** Problem statement **
From the entries below, copy out all lines holding "process".

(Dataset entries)
=== Section Start ===

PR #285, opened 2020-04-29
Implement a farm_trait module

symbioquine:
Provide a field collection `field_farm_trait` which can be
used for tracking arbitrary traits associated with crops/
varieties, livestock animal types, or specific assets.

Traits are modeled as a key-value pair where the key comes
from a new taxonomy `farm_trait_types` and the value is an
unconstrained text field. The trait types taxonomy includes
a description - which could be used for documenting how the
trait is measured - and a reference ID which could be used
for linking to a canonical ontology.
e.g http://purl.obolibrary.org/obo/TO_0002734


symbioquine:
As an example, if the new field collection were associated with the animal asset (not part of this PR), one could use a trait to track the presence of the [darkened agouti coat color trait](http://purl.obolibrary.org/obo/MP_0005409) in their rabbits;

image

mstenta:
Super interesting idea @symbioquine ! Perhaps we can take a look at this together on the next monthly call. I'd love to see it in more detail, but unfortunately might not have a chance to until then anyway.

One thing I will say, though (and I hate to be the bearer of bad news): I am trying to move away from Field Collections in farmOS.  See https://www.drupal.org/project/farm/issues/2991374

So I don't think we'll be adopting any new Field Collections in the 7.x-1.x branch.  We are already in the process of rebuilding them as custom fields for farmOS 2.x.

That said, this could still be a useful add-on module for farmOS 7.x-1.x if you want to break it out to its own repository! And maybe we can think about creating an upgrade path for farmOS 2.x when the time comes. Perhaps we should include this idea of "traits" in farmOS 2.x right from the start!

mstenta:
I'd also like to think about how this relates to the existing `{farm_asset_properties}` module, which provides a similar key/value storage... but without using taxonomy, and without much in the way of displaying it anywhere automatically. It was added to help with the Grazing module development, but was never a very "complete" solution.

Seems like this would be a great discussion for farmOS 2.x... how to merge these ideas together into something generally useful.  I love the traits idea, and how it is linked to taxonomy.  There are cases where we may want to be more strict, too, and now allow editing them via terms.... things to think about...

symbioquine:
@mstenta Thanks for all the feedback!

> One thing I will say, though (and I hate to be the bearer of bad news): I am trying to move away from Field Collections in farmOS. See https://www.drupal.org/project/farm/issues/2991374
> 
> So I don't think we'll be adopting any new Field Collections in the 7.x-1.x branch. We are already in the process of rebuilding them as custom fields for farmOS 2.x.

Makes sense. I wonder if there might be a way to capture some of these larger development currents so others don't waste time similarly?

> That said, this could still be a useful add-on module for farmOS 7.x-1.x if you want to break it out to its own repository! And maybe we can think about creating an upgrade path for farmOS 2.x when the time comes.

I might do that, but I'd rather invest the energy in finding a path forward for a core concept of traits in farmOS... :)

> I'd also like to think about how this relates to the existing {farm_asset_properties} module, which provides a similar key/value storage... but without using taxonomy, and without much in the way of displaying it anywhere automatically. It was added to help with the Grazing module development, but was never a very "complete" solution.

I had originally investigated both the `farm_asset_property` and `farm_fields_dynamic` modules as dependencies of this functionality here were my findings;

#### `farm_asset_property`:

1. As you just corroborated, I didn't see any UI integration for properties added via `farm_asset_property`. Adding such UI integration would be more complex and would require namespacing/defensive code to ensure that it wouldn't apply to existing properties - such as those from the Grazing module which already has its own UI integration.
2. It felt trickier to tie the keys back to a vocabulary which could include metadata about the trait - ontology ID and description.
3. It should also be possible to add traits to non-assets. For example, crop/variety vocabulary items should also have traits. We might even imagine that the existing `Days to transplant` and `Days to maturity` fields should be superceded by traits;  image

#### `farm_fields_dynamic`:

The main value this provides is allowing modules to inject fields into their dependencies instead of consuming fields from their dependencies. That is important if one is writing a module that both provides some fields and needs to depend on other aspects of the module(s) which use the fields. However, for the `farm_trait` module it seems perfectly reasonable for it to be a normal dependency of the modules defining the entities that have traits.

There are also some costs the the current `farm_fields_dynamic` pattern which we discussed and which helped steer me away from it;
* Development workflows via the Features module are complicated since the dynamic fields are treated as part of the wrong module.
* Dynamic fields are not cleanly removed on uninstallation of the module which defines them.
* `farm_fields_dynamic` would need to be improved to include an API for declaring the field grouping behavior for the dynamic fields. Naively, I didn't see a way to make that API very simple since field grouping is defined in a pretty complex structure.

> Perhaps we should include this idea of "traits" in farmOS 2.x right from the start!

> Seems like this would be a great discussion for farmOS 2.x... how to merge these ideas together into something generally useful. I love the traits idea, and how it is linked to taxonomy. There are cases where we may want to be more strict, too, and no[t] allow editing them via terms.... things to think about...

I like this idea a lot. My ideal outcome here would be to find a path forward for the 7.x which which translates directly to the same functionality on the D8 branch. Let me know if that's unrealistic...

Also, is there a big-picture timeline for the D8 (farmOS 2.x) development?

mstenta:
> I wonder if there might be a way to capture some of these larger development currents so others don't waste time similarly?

=== Section End ===
=== Section Start ===

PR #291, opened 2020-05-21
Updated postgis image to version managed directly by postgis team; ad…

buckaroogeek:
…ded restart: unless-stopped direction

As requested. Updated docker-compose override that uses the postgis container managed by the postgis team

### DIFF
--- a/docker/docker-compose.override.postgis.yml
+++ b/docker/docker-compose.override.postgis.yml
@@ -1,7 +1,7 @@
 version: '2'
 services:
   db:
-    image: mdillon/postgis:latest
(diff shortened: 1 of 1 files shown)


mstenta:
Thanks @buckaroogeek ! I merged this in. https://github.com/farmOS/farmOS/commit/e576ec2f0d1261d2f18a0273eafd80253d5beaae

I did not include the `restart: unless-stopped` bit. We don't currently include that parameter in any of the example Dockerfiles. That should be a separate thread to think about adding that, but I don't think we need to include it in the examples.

=== Section End ===

** Your response **
So I don't think we'll be adopting any new Field Collections in the 7.x-1.x branch.  We are already in the process of rebuilding them as custom fields for farmOS 2.x.
> So I don't think we'll be adopting any new Field Collections in the 7.x-1.x branch. We are already in the process of rebuilding them as custom fields for farmOS 2.x.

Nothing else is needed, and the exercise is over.